◆ **Instructions for the task**
Records follow. Copy every line with "platform".

::: Exercise materials

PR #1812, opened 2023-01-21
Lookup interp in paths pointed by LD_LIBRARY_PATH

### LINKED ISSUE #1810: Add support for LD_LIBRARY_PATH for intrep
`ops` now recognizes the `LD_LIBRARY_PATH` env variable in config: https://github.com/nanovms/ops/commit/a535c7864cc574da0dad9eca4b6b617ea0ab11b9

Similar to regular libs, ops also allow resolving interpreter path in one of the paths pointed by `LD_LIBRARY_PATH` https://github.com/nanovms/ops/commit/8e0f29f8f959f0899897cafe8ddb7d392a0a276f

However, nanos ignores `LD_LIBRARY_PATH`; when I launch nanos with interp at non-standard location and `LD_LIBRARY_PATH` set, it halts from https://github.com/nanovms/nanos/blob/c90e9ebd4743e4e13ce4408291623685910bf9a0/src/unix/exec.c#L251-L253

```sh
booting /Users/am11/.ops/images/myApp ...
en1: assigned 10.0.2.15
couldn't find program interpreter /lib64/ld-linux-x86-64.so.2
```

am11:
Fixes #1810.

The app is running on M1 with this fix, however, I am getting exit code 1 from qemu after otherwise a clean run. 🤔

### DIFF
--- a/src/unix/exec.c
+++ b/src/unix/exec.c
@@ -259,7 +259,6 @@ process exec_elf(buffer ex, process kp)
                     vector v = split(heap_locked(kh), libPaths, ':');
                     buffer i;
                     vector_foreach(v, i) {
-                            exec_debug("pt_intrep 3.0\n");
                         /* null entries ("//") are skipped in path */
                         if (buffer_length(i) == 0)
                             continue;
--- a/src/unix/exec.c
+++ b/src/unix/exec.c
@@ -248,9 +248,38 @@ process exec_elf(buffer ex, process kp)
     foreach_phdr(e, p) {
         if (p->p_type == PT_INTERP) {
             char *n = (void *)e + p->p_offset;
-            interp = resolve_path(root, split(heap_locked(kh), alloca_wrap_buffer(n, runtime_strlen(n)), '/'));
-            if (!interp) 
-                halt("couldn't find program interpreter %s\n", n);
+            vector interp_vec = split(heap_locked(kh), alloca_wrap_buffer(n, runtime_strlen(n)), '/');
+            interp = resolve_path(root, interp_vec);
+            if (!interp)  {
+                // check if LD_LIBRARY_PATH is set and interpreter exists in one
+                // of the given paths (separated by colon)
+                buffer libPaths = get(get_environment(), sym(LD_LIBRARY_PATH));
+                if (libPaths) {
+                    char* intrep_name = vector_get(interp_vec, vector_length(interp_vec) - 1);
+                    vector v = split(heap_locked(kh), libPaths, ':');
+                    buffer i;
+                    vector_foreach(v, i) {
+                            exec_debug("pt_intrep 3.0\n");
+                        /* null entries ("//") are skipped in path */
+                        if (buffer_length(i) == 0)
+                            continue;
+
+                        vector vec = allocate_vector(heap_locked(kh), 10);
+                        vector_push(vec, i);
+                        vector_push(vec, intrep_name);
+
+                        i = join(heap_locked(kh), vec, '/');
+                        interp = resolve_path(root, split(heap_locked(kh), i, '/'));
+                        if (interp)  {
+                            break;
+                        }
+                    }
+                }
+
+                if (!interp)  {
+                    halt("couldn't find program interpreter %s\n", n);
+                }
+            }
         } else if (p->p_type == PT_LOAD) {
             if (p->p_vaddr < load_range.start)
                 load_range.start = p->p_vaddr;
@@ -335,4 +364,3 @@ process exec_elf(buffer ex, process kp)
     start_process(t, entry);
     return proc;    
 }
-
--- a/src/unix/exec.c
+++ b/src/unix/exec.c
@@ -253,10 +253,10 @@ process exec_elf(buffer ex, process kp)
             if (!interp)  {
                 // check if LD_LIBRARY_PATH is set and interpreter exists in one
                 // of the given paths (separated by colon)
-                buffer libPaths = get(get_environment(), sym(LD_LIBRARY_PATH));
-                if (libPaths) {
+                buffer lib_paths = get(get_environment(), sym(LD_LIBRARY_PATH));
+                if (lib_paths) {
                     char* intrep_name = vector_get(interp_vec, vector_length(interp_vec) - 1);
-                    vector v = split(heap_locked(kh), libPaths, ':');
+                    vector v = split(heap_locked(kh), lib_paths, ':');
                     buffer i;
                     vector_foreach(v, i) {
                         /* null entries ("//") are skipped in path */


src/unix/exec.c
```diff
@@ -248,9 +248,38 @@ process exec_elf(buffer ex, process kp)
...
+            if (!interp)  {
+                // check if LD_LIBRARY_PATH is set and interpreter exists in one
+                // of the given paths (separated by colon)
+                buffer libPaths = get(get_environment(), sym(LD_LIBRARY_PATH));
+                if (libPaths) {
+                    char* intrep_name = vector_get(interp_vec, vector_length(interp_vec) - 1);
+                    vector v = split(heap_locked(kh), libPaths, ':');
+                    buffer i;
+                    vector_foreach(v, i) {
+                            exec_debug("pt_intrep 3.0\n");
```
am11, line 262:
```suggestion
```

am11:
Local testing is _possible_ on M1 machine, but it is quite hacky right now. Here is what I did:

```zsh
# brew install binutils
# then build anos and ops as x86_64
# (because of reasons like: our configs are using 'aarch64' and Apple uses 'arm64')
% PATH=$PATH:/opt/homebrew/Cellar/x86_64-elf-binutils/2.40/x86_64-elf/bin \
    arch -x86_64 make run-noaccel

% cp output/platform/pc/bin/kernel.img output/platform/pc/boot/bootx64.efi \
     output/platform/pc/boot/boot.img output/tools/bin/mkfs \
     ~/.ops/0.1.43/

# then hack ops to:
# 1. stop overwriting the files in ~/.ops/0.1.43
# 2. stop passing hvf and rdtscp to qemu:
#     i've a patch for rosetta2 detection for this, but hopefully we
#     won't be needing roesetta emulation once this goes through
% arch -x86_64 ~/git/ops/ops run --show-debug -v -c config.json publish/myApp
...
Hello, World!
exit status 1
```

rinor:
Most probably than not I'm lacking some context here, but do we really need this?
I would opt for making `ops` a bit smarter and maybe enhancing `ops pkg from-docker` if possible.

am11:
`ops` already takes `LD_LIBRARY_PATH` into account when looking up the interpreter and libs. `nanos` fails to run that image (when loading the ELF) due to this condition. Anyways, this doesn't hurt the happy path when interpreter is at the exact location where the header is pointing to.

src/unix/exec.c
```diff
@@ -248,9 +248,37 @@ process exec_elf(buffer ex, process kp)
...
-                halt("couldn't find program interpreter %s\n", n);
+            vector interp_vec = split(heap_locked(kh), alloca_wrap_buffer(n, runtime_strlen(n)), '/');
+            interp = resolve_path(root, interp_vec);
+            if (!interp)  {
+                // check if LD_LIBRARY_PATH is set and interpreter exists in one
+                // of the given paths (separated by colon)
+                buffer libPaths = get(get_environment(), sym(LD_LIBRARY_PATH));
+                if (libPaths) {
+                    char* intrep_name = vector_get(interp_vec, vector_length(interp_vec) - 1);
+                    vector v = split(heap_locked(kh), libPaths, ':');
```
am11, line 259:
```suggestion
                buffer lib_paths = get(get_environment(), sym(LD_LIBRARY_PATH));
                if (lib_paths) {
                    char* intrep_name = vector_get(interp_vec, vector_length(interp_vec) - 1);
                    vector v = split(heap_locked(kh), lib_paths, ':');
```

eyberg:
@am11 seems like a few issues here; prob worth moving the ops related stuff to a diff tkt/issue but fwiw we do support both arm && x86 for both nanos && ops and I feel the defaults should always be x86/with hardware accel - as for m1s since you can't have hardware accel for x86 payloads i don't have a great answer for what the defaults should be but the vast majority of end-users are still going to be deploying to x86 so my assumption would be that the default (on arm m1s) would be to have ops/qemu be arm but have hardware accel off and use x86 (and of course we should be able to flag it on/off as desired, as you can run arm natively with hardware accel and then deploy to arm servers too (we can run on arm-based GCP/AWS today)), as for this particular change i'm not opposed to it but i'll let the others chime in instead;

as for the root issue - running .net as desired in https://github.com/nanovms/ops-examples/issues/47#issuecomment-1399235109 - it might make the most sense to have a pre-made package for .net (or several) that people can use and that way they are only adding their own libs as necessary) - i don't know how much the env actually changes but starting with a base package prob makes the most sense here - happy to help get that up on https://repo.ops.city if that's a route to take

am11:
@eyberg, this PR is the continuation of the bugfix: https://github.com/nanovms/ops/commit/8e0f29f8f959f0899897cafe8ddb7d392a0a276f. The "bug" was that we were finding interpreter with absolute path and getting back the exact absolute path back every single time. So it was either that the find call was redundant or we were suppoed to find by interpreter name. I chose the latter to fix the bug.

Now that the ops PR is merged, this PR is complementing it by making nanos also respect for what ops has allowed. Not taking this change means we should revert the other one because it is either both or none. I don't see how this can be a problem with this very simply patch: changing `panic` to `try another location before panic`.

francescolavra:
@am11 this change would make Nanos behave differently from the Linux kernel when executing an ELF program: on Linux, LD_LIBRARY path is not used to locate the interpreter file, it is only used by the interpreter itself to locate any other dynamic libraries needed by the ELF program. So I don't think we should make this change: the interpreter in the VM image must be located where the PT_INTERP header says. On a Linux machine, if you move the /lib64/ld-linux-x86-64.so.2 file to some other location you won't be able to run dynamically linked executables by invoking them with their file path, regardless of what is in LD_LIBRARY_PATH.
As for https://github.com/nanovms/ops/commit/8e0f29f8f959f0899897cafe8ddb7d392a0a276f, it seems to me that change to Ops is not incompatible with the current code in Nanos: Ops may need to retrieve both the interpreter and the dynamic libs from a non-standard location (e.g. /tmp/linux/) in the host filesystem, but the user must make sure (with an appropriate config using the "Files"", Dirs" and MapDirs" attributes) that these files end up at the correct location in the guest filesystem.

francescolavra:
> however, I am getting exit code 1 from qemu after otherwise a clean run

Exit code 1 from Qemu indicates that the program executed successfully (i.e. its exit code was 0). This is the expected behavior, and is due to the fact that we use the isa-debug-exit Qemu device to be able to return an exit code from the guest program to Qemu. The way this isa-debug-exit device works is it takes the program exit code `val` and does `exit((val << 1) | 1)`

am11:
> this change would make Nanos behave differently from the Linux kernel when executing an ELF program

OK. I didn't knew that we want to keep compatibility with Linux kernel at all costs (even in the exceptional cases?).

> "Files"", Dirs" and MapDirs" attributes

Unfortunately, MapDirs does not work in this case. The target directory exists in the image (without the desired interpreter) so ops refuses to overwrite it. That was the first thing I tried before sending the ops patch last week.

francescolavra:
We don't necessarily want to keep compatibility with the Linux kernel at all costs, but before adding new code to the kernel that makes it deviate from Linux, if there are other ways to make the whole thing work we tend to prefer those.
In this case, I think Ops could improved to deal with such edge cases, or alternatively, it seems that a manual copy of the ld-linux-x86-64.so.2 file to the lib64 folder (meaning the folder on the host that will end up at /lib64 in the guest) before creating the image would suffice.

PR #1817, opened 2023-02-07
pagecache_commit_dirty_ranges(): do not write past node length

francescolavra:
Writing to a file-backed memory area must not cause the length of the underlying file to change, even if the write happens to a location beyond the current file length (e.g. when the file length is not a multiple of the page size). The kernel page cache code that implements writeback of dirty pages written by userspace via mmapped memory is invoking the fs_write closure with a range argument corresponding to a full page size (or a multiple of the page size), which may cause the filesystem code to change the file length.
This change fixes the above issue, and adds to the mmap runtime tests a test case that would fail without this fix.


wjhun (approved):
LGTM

::::::

◆ **Response area**
% cp output/platform/pc/bin/kernel.img output/platform/pc/boot/bootx64.efi \
     output/platform/pc/boot/boot.img output/tools/bin/mkfs \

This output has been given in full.